Les problématiques de l'identité, de la liberté et de la transcendance les traversent, tandis qu'ils tentent chacun à leur manière de se constituer un psychisme stable, menacés par la névrose, la dislocation schizoïde ou par la dispersion désincarnée. Othon choisit de se séparer de son vaisseau et de libérer les logiciels intelligents qui le font fonctionner, tandis que Plautine survit in extremis à la destruction de sa Nef en se réfugiant dans un corps biologique de synthèse. Dans un monde privé d'humains, la dualité homme-machine chère à l'épistémologie et à la SF d'inspiration post humaniste s'exprime en sens inverse. Tandis que l'homme imaginait son salut dans le téléchargement de son esprit sur un support numérique, la machine est obsédée par l'incarnation dans un substrat biologique !

Ce ne sont pas les seules trouvailles mémorables d'un roman qui a peut-être les défauts de ses qualités.
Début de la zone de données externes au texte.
PR #8113, opened 2015-03-22
load kwarg traits before loading config

minrk:
in `Configurable.__init__`

avoids problems in the new init of traitlets that skips `_trait_default` if specified in kwargs, which means really nothing should be done before `HasTraits.__init__` has been called.

This does mean that such values are assigned twice. Typically, this will have no effect, except when a value is set by both config and kwarg.

/cc @takluyver because this should fix the failure of the parallel tests to start

I will work on a separate PR to make the traits init more robust to this behavior, because I think there can be other cases of order problems, where the dynamic init should still be called.

### DIFF
--- a/IPython/config/configurable.py
+++ b/IPython/config/configurable.py
@@ -69,6 +69,11 @@ class Configurable(HasTraits):
             self.parent = parent
         
         config = kwargs.pop('config', None)
+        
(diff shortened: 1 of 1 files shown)


minrk:
I think I can do better than this. I'll open another PR, shortly.

PR #8114, opened 2015-03-22
add HasTraits.hold_trait_notifications

minrk:
context manager for holding trait notifications for a batch update of traitlets, used to avoid race conditions when loading multiple values from config or init kwargs.

Used in `HasTraits.__init__` and `Configurable._load_config`

### DIFF
--- a/IPython/config/configurable.py
+++ b/IPython/config/configurable.py
@@ -138,17 +138,20 @@ class Configurable(HasTraits):
             section_names = self.section_names()
         
         my_config = self._find_my_config(cfg)
-        for name, config_value in iteritems(my_config):
-            if name in traits:
-                if isinstance(config_value, LazyConfigValue):
-                    # ConfigValue is a wrapper for using append / update on containers
-                    # without having to copy the 
-                    initial = getattr(self, name)
-                    config_value = config_value.get_value(initial)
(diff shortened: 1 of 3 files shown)


SylvainCorlay:
Since the base Widget class has the `hold_sync`, which delays the messages to the js side. How about `hold_trait`?

minrk:
It's not hodling the trait at all, it's holding notification, so maybe `hold_notification`.

minrk:
Since it's a trait method, I think having `trait` in the name is better for trait-related public methods, so probably `hold_trait_notifications`. Since HasTraits is a very deep base class, I think its methods should be quite explicit about being trait-related, so as to avoid indication that they pertain to the terminal class's functionality.

SylvainCorlay:
Yes hold_trait_notifications sounds right. (I edited my initial message right after posting to change it from hold_trait to hold_trait_notifications.)

SylvainCorlay:
What about the counter for the nested contexts?

minrk:
Is there any need for a counter? Nested contexts seem to work properly as-is.

minrk:
Renamed to `hold_trait_notifications`, and nested behavior verified with a test. Thanks for the help reviewing.

SylvainCorlay:
Indeed, this one does not work like the hold_sync, and no need for a counter.

PR #8117, opened 2015-03-23
add utils.getargspec

minrk:
Finish up #7498 by moving the getargspec function to utils.inspect.
The code is verbatim from sphinx, other than imports.


Carreau:
+1

takluyver:
This feels more like a 4.0 thing than a 3.1 thing to me, though I don't feel strongly about it.

takluyver:
Merging milestoned as 4.0 - if anyone feels that it belongs in 3.1, feel free to point out as much.

PR #8120, opened 2015-03-23
Make it possible for msg.buffers in javascript to be either ArrayBuffers or views

jasongrout:
This makes working with message buffers in javascript a bit easier, since having views and having array buffers are both common cases.

### DIFF
--- a/IPython/html/static/services/kernels/serialize.js
+++ b/IPython/html/static/services/kernels/serialize.js
@@ -79,7 +79,8 @@ define([
         for (i = 0; i < msg.buffers.length; i++) {
             // msg.buffers elements could be either views or ArrayBuffers
             // buffers elements are ArrayBuffers
-            buffers.push(msg.buffers[i].buffer || msg.buffers[i])
+            var b = msg.buffers[i];
+            buffers.push(b.buffer instanceof ArrayBuffer ? b.buffer : b);
         }
         delete msg.buffers;
         var json_utf8 = (new TextEncoder('utf8')).encode(JSON.stringify(msg));
--- a/IPython/html/static/services/kernels/serialize.js
+++ b/IPython/html/static/services/kernels/serialize.js
@@ -75,15 +75,17 @@ define([
         msg = _.clone(msg);
         var offsets = [];
         var buffers = [];
-        msg.buffers.map(function (buf) {
-            buffers.push(buf);
-        });
+        var i;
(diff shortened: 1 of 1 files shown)


jasongrout:
@minrk or @jdfreder or @takluyver, if you have time to review this, that would be great.

IPython/html/static/services/kernels/serialize.js
```diff
@@ -75,15 +75,17 @@ define([
         msg = _.clone(msg);
         var offsets = [];
         var buffers = [];
-        msg.buffers.map(function (buf) {
```
minrk: Why not use msg.buffers.map? The logic should be the same, yes?

IPython/html/static/services/kernels/serialize.js
```diff
@@ -75,15 +75,17 @@ define([
...
-            buffers.push(buf);
-        });
+        var i;
+        for (i = 0; i < msg.buffers.length; i++) {
+            // msg.buffers elements could be either views or ArrayBuffers
+            // buffers elements are ArrayBuffers
+            buffers.push(msg.buffers[i].buffer || msg.buffers[i])
```
minrk: Is `.buffer` a good enough check? Or should it be an actual type check?

minrk:
Minor questions in-line, but the principle makes sense.

IPython/html/static/services/kernels/serialize.js
jasongrout: The logic is the same.  according to my trials on jsperf, `.map` is about 1/4 the speed of an explicit for loop, so I went ahead and changed it.

IPython/html/static/services/kernels/serialize.js
jasongrout: All views have a .buffer attribute, and an ArrayBuffer does not.  So it handles those cases nicely.  Not all browser support all views, so I don't want to put a hardcoded list in.  But I could do something like 
```python
b = msg.buffers[i];
buffers.push(b.buffer instanceof ArrayBuffer ? b.buffer : b);
```
if you're more comfortable with that.

jdfreder:
Looks good to me.

IPython/html/static/services/kernels/serialize.js
minrk: Makes sense. Just wanted to know the reason.

PR #8121, opened 2015-03-23
fix compress_user comparison

minrk:
move `.lower()` outside compress_user, otherwise it can prevent the substition, e.g. on OS X, where home is `/Users/[name]`


takluyver:
Debugged this in person with Min, makes complete sense.

PR #7675, opened 2015-02-03
Adding a very simple instance of _Bool widget

SylvainCorlay:
Just a _green check_ / _red cross_ widget typically used for showing whether some input is valid or not.

PR #8123, opened 2015-03-23
Add whatsnew for Valid widget.

jdfreder:
Whoops, looks like this was missing from #7675.  @sylvaincorlay can you check to make sure this is accurate?


SylvainCorlay:
Yes, this looks perfect.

Comme beaucoup de premiers romans, il est plein à craquer d'idées et d'intentions difficiles à concilier. La liste des concepts philosophiques à l'oeuvre dans le roman suffirait à justifier une annexe de vulgarisation explicitant le vocabulaire, les idées, et leur importance dans la psychologie et les décisions des personnages. Quand l'auteur, philosophe de formation, conseille aux lecteurs, dans une interview, de lire la Monadologie de Leibnitz (je l'ai téléchargé, je vais tenter), on mesure le gouffre qui le sépare du lecteur moyen. Romain Lucazeau, m'inspire ainsi la même critique qu'Alain Damasio et son tropisme foucaldo-deleuzien : son ambition souffre soit d'un manque de pédagogie, soit de l'adresse élitiste à un lectorat fantasmé.

A cette réserve près, "Latium" est l'un des meilleurs romans de SF francophone publié depuis la trilogie Chromozome de Stéphane Beauverger. L'intrigue est limpide, captivante, et le style accessible et parfois virtuose (voir le dialogue avec le Modulateur Monadique). Un second tome viendra en novembre étoffer ce fascinant univers et éclaircir les mystères qui demeurent; on l'attend déjà avec fébrilité. On se prend à rêver d'une oeuvre au souffle et à la profondeur comparable au cycle de la Culture.